Source data:

PR #12134, opened 2021-05-20
[wallet] Show cached balance before fetching latest

rasom:
status: ready


cammellos (approved):

src/status_im/wallet/core.cljs
```diff
@@ -51,16 +51,36 @@
...
+ (fn [addresses]
+   (json-rpc/call
+    {:method     "wallet_getCachedBalances"
+     :params     [addresses]
+     :on-success #(re-frame/dispatch [::set-cached-balances addresses %])
+     :on-error   #(re-frame/dispatch [::on-get-cached-balance-fail addresses %])})))
+
+(fx/defn get-balances
+  [{:keys [db]} addresses]
+  (if (nil? (get-in db [:wallet :accounts]))
```
flexsurfer: could you elaborate on why do we check :accounts ? and not like for example that balances are nil? are we sure that accounts will be always nil here ?

rasom: It only makes sense to retrieve cached balances when we log into the app and this specific check will be true only when called from `::initialize-wallet` https://github.com/status-im/status-react/blob/wallet%2Fcached-eth-balance/src/status_im/multiaccounts/login/core.cljs#L99. In this case yes, I'm sure it will be `nil` when needed. With balances it is a bit different because those might be `nil` for a newly created accounts but it wouldn't make sense to check cache for those.

But I agree it might look weird so I will rewrite it with an explicit request for cached balances from `::initialize-wallet` instead of making it implicit inside `wallet/update-balances`.

rasom: @flexsurfer fixed

flexsurfer (approved):

PR #12158, opened 2021-05-27
Allow importing script from db

cammellos:
This is a minor change to facilitate import a script from the db, so that if no networks are saved in the db, we just default to the networks we have in status-react.


flexsurfer (approved):

Serhy:
Thanks a log @cammellos ! 
https://github.com/status-im/status-react/pull/12158#issuecomment-849769858 not this PR issue (False Failure will be fixed separately)
I can successfully generate DB with data and import in this PR.

PR #12159, opened 2021-05-27
set depreacted metamask fields

cammellos:
sets a couple of metamask deprecated fields that are still used by some dapps.


flexsurfer (approved):

churik:
@cammellos on ropsten can't open simpledapp.eth.
Error: 
image

Serhy:
Failed tests https://github.com/status-im/status-react/pull/12159#issuecomment-852914440 are false fails, I rechecked them manually and it's all working. We'll look at those tests separately.
simpledapp.eth opens fine now.

PR #12163, opened 2021-05-28
🗝️ Password reset UI

shivekkhurana:
### Summary
Implement password reset functionality:
- UI: https://www.figma.com/file/dEIljL7UPbXgsZUA0Q4qlE5E/Onboarding?node-id=8101%3A3945
- Companion PR: https://github.com/status-im/status-go/pull/2223

### Testing notes
1. Test if reset password works
   - Go to privacy > reset password
   - Enter info
   - Logout
   - You should not be able to login with old password
   - You should be able to login with new password

2. Test if delete account works with the new password
   - After resetting password, goto the delete profile screen
   - You should not be able to delete profile with old password
   - You should be able to delete profile with the new password

3. Test if password reset throws errors if wrong `current password` is supplied
4. Test if the app works fine just after password is reset :
  - Password reset doesn't logs the user out
  - But I don't know if it has any side-effects
  - Try to create chats or change settings (perform any action that writes to DB) and make sure it works 

#### Platforms

- Android
- iOS

- Login
- Profile deletion
- Keycard migration
- Anything that makes a user enter a password (except for registration)

##### Functional
- account recovery
- new account
- user profile updates

### Steps to test
- Goto profile
- Privacy settings
- Reset password form


modules/react-native-status/android/src/main/java/im/status/ethereum/module/StatusModule.java
```diff
@@ -1481,5 +1481,22 @@ public void execute(NativeViewHierarchyManager nativeViewHierarchyManager) {
             }
         });
     }
+
+    @ReactMethod
+    public void changeDatabasePassword(final String keyUID, final String password, final String newPassword, final Callback callback) {
```
flexsurfer: is it only database? or we re-encrypt keys as well?

src/status_im/ui/screens/reset_password/views.cljs
```diff
@@ -0,0 +1,82 @@
...
+                                               id
+                                               (security/mask-data %)])
+     :secure-text-entry   true
+     :error               (when-let [error (get errors id)]
+                            (if (keyword? error)
+                              (i18n/label error)
+                              error))}]))
+
+(defview reset-password []
+  (letsubs [form-vals [:multiaccount/reset-password-form-vals]
```
flexsurfer: if these subs used only togather, might be its better to have only one subscription ? :multiaccount/reset-password with map

src/status_im/ui/screens/reset_password/views.cljs
```diff
@@ -0,0 +1,82 @@
...
+            errors [:multiaccount/reset-password-errors]
+            next-enabled? [:multiaccount/reset-password-next-enabled?]]
+    (let [on-submit #(re-frame/dispatch [::reset-password/reset form-vals])]
+      [react/keyboard-avoiding-view {:flex 1}
+       [topbar/topbar {:title (i18n/label :t/reset-password)}]
+       [react/view {:style {:flex               1
+                            :padding-horizontal 16
+                            :padding-vertical   16
+                            :justify-content    :space-between}}
+        [react/view
```
flexsurfer: why do you need react/view here ?

src/status_im/ui/screens/reset_password/views.cljs
```diff
@@ -0,0 +1,82 @@
...
+         [input-field :current-password errors on-submit true]
+         [input-field :new-password errors on-submit]
+         [input-field :confirm-new-password errors on-submit]]
+        [react/view
```
flexsurfer: why do you need react/view here ? we should try to use less views as possible

src/status_im/ui/screens/reset_password/views.cljs
```diff
@@ -0,0 +1,80 @@
...
+            [status-im.multiaccounts.reset-password.core :as reset-password]
+            [status-im.utils.security :as security]
+            [status-im.ui.components.toolbar :as toolbar])
+  (:require-macros [status-im.utils.views :refer [defview letsubs]]))
+
+(defn input-field
+  ([id errors on-submit] (input-field id errors on-submit false))
+  ([id errors on-submit focus?]
+   [quo/text-input
+    {:placeholder         (i18n/label (keyword :t id))
```
flexsurfer: i believe we use :t only for finding usage, so you don't need it here

src/status_im/ui/screens/popover/views.cljs
```diff
@@ -169,6 +170,9 @@
                    (= :transfer-multiaccount-unknown-error view)
                    [multiaccounts.key-storage/unknown-error-popover]
 
+                   (= :password-reset-success view)
```
flexsurfer, line 173: imo its more convenient to provide a view directly in :show-popover event

src/status_im/subs.cljs
```diff
@@ -2615,3 +2617,15 @@
        (and
         (= network-type "cellular")
         syncing-on-mobile-network?))))
+
+;; RESET PASSWORD
+(re-frame/reg-sub
+ :multiaccount/reset-password-next-enabled?
+ :<- [:multiaccount/reset-password-form-vals]
+ (fn [{:keys [current-password new-password confirm-new-password]}]
+   (and (pos? (count current-password))
```
flexsurfer: `blank?` ?

flexsurfer (approved):

flexsurfer:
great job! it's a really important feature!

modules/react-native-status/android/src/main/java/im/status/ethereum/module/StatusModule.java
shivekkhurana: We re-encrypt keys as well. Key re-encryption is not exposed though, it is handled by Change DB password function on go side: https://github.com/status-im/status-go/pull/2223/files#diff-3270068c140c83704dd9e117c7b423114a7f6b57307c42c1e68d1c210680fc52R467

flexsurfer: yes so its better to rename function, something like re-encrypt-keys-and-database ?

src/status_im/ui/screens/reset_password/views.cljs
flexsurfer: but it's up to you of course

src/status_im/subs.cljs
shivekkhurana: `(clojure.string/blank? "________") ;=> true` but six spaces or more is a valid password. An unsafe password, but still valid. 

(_ = single space " ")

src/status_im/ui/screens/popover/views.cljs
shivekkhurana: I didn't realise that. Definitely a better way.

src/status_im/ui/screens/reset_password/views.cljs
shivekkhurana: This view is required for flexbox positioning.

src/status_im/ui/screens/reset_password/views.cljs
shivekkhurana: same, as above. For flexbox positioning.

src/status_im/ui/screens/reset_password/views.cljs
flexsurfer: required by whom?

shivekkhurana: The UI uses `justify-content: space-between`. The positions block level content at equidistant positions like the image below, but vertically.

justify-content-space-between

Now this page has three `react/views` that we want to be justified with space between:
-  form fields
- info message text and 
- bottom toolbar

Hence we use two `react/views` plus `toolbar` which has a `react/view` internally to achieve the desired layout.

src/status_im/ui/screens/popover/views.cljs
shivekkhurana: In this case, it's easier to use an id instead of the component itself. The success popover is a result of many effects and events. Passing the real view will be more work than this implementation.

shivekkhurana:
Have hidden this behind a feature flag. The reset password option will ~only be visible in DEV mode~ not be visible until Go side is merged.

Edit:
Can't be merged before Go because build breaks down.

qoqobolo:
@shivekkhurana Hey, thanks for this feature!

If I understand correctly, PR cannot be tested yet.
Could you move it to `Contributor` for now and ping us once it's ready?
Thanks.

shivekkhurana:
@qoqobolo The Go side was merged, it can be tested now.

Serhy:
@shivekkhurana  could you rebase against latest develop please? (RNN update merged recently)

shivekkhurana:
@qoqobolo I have created this other PR #12245 to track and manage changes and issues. 

The current PR is hidden behind a feature flag and will only be visible in Development mode.

PR #12170, opened 2021-05-31
handle hash-message failure correctly

### LINKED ISSUE #11706: signing typed data with wrong chain ID fails without proper error message
# Bug Report

## Problem

When signing a typed message, the chain ID is part of the message being signed. If this differs from the currently selected network, hashing the message fails (correctly). However this failure is not caught/shown anywhere and the user is still prompted to tap their card. At this point the process stalls, with the NFC prompt showing "Processing" forever. The user can only cancel, but likely will have no idea why this happens.

If the chain id matches the current network everything works normally.

### Additional Information

Test on release 1.10.1, develop branch from 02.02.2021 and PR11540. PR11540 tested on iOS as well.

bitgamma:
Fixes #11706.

YOUR INSTRUCTIONS:
Find the word "tested" in the records and pull out each line that has it.

YOUR RESPONSE:
If I understand correctly, PR cannot be tested yet.
@qoqobolo The Go side was merged, it can be tested now.
Test on release 1.10.1, develop branch from 02.02.2021 and PR11540. PR11540 tested on iOS as well.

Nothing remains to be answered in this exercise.